Why These 10 Formulas Are Called the Most Beautiful in Mathematics

Mathematics' "most beautiful" formulas are subjective, but this article introduces several historically celebrated formulas that are concise, profound, and widely applied.

1. Euler Formula

The celebrated Euler identity, often called Euler's identity, links five fundamental constants in a strikingly simple equation: e^{i\pi}+1=0 . It follows from the more general Euler formula e^{i\theta}=\cos\theta+i\sin\theta by setting \theta=\pi.

2. Pythagorean Theorem

The theorem states the relationship among the three sides of a right‑angled triangle: a^{2}+b^{2}=c^{2} , where a and b are the legs and c is the hypotenuse. It is essential for solving distance and geometry problems.

3. Binomial Theorem

For any variables or real numbers x and y and a non‑negative integer n , the expansion is (x+y)^{n}=\sum_{k=0}^{n} \binom{n}{k} x^{n-k} y^{k}. The binomial coefficient \binom{n}{k}=\frac{n!}{k!(n-k)!} counts the ways to choose k successes in n trials, making the theorem useful in probability, statistics, and combinatorics.

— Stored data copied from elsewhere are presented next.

PR #4722, opened 2026-08-04
ErdosProblems/337: use the asymptotic additive basis predicate

### LINKED ISSUE #4721: Erdős Problem 337 uses the exact `Set.IsAddBasis` where the asymptotic notion is meant

All four theorems in 337 use `Set.IsAddBasis` for "additive basis", but that is the exact notion, not the asymptotic one the problem is about.

https://github.com/google-deepmind/formal-conjectures/blob/main/FormalConjectures/ErdosProblems/337.lean#L52-L58

`Set.IsAddBasisOfOrder A n` unfolds to `∀ a, a ∈ n • A`, so `hA` has to be all of `ℕ` rather than a tail of it. On `ℕ` that pins down two elements of `A` immediately:

```lean
example {A : Set ℕ} {n : ℕ} (hn : n ≠ 0) (h : A.IsAddBasisOfOrder n) : 0 ∈ A ∧ 1 ∈ A
```

`0` is a sum of `n` naturals only if all of them are `0`, and `1` only if one is `1` and the rest `0`. So every set the statement quantifies over contains `0` and `1`, and in particular `A ⊆ A + A`.

That is not the class Turjányi [Tu84] or Ruzsa and Turjányi [RT85] work with, and the statement itself gives it away: the counting function is `(A ∩ Icc 1 N).ncard`, counting from `1`, which only makes sense if `0` is not being forced into `A`.

The effect differs by theorem, since the class only shrinks:

- `erdos_337` and `variants.three_fold` and `variants.ruzsa_turjanyi` are `∀` over the class, so they say less than intended. `three_fold` understates what Ruzsa and Turjányi proved.
- `variants.h_fold` is `∃` over the class, so it asks for more than intended.

`erdos_337` still has the right answer either way, because Turjányi's counterexample `A` can be patched to `A ∪ {0, 1}` without changing `A(N)` or the ratio by more than a constant. But none of the four is the problem as posed.

### Suggested fix

Use `Set.IsAsymptoticAddBasis`, which is in the same ForMathlib file and already used correctly by 330, 868 and 881:

https://github.com/google-deepmind/formal-conjectures/blob/main/FormalConjecturesForMathlib/Combinatorics/Additive/Basis.lean

```lean
def IsAsymptoticMulBasisOfOrder (A : Set M) (n : ℕ) : Prop := ∀ᶠ a in cofinite, a ∈ A ^ n
def IsAsymptoticMulBasis (A : Set M) : Prop := ∃ n, A.IsAsymptoticMulBasisOfOrder n
```

That is `∃ h, hA` contains every sufficiently large integer, which is what the sources mean.

PR to follow.

### Additional context

Two other files touch the same predicate, and I am not proposing to change either:

- 326 uses `IsAddBasisOfOrder 2`. Bases of order 2 are sometimes stated exactly in the literature, so this one is a judgement call rather than a clear error.
- 741 uses `IsAddBasisOfOrder (A ∪ {0}) 2`. The `∪ {0}` works around the same forcing, which is some evidence that the exact predicate is the awkward default.

Found while checking whether the plby formalisation of 337 could be linked from #3998. It could not, because its basis hypothesis is the asymptotic one.

### Choose either option

williamjblair:
Fixes #4721.

All four theorems in 337 used `Set.IsAddBasis`, which is the exact notion:

```lean
def IsAddBasisOfOrder (A : Set M) (n : ℕ) : Prop := ∀ a, a ∈ n • A
```

On `ℕ` that forces `0` and `1` into `A` — `0` is a sum of `n` naturals only if all of them are `0`, and `1` only if one is `1` and the rest `0`. So the statement was quantifying over sets that all contain `0` and `1`, and in particular satisfy `A ⊆ A + A`. The counting function in the same statement is `(A ∩ Icc 1 N).ncard`, counting from `1`, which is a sign the exact reading was not what was wanted.

Turjányi [Tu84] and Ruzsa and Turjányi [RT85] work with asymptotic bases: some finite `h` has `hA` containing every sufficiently large integer. This switches all four theorems to `Set.IsAsymptoticAddBasis`, which lives in the same ForMathlib file and is already what 330, 868 and 881 use.

The class only shrinks under the old reading, so the effect differed by theorem: `erdos_337`, `variants.three_fold` and `variants.ruzsa_turjanyi` are `∀` over the class and said less than intended (`three_fold` understated Ruzsa–Turjányi), while `variants.h_fold` is `∃` and asked for more. `erdos_337` keeps `answer(False)` either way, since Turjányi's counterexample survives being patched to `A ∪ {0, 1}`.

I also added two sentences to the headline docstring saying which notion is meant, so the next reader does not have to unfold it.

The `formal_proof` link is now in on `erdos_337`. `Erdos337.not_erdos_337` in [plby/lean-proofs](https://github.com/plby/lean-proofs/blob/68da20b96673899166e94638f5a7fffeb7231d35/src/latest/ErdosProblems/Erdos337.lean) refutes the same proposition: its basis hypothesis is `∃ N₀, Set.Ici N₀ ⊆ iterated_sumset A k`, which is our `IsAsymptoticAddBasis` written out, and `#print axioms` gives `[propext, Classical.choice, Quot.sound]`. It indexes both counting functions by a real `x` through `⌊x⌋₊` where we index by `N : ℕ`, so the transfer needs a reindexing step in the little-o and in the `Tendsto`. I noted that in the docstring rather than leaving it implicit.

I did not link the variants. `not_erdos_337a` there covers `h = 2` only (its `ratio_fun A 3` is the two-fold sumset), so it does not give `variants.h_fold` for general `h`, and the three-fold and Ruzsa–Turjányi variants are not in that file at all.

`scripts/check_erdos_status.py` no longer reports 337.

### DIFF
--- a/FormalConjectures/ErdosProblems/337.lean
+++ b/FormalConjectures/ErdosProblems/337.lean
@@ -48,10 +48,14 @@ $$
 The answer is no, and a counterexample was provided by Turjányi [Tu84]. This was generalised (to
 the replacement of $A+A$ by the $h$-fold sumset $hA$ for any $h\geq 2$) by Ruzsa and Turjányi
 [RT85].
+
+"Additive basis" is `Set.IsAsymptoticAddBasis`: some finite $h$ has $hA$ containing every
+sufficiently large integer. The exact notion `Set.IsAddBasis`, which asks that $hA$ be all of
+$\mathbb{N}$, would force $0, 1 \in A$ and is not the class these results are about.
 -/
 @[category research solved, AMS 5 11]
 theorem erdos_337 : answer(False) ↔
-    ∀ A : Set ℕ, A.IsAddBasis →
+    ∀ A : Set ℕ, A.IsAsymptoticAddBasis →
       (fun N : ℕ ↦ ((A ∩ Icc 1 N).ncard : ℝ)) =o[atTop] (fun N : ℕ ↦ (N : ℝ)) →
       Tendsto (fun N : ℕ ↦ (((A + A) ∩ Icc 1 N).ncard : ℝ) / ((A ∩ Icc 1 N).ncard : ℝ))
         atTop atTop := by
@@ -63,7 +67,7 @@ by Ruzsa and Turjányi [RT85].
 -/
 @[category research solved, AMS 5 11]
 theorem erdos_337.variants.h_fold : ∀ h : ℕ, 2 ≤ h →
-    ∃ A : Set ℕ, A.IsAddBasis ∧
+    ∃ A : Set ℕ, A.IsAsymptoticAddBasis ∧
       (fun N : ℕ ↦ ((A ∩ Icc 1 N).ncard : ℝ)) =o[atTop] (fun N : ℕ ↦ (N : ℝ)) ∧
       ¬ Tendsto (fun N : ℕ ↦
           ((h • A ∩ Icc 1 N).ncard : ℝ) / ((A ∩ Icc 1 N).ncard : ℝ))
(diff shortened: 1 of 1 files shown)


mo271 (approved):
Thanks, LGTM!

4. Euler Polyhedron Formula

For any convex polyhedron, the numbers of vertices ( V ), edges ( E ), and faces ( F ) satisfy the elegant relation V - E + F = 2 . This topological invariant extends to many geometric and graph‑theoretic contexts.

5. Prime Number Theorem

The Prime Number Theorem describes the asymptotic distribution of primes: the number of primes less than x is approximately \pi(x) \sim \frac{x}{\ln x} . It provides a close estimate for large x and underpins modern cryptography.

6. Gaussian Integral

The classic Gaussian integral evaluates to a finite area despite an infinite domain: \int_{-\infty}^{\infty} e^{-x^{2}}\,dx = \sqrt{\pi}. Its simplicity makes it a powerful tool in probability and statistics.

7. Stirling's Formula

For large n , the factorial can be approximated by n! \approx \sqrt{2\pi n}\,\left(\frac{n}{e}\right)^{n}. This asymptotic estimate is valuable in combinatorics and probability when dealing with huge numbers.

8. Green's Theorem

Green's theorem relates a line integral around a closed curve C to a double integral over the region D it encloses:

\oint_{C} (P\,dx + Q\,dy) = \iint_{D} \left(\frac{\partial Q}{\partial x} - \frac{\partial P}{\partial y}\right) dA

. It simplifies many calculations in physics and engineering.

9. Boltzmann Entropy Formula

The formula links macroscopic entropy S to the number of microscopic states \Omega : S = k_{B}\,\ln \Omega, where k_{B} is Boltzmann's constant. It reveals how microscopic disorder manifests as macroscopic entropy.

10. Mass‑Energy Equation

Einstein's iconic equation expresses the equivalence of mass and energy: E = mc^{2}, where c is the speed of light in vacuum. It underlies nuclear reactions, particle physics, and cosmology.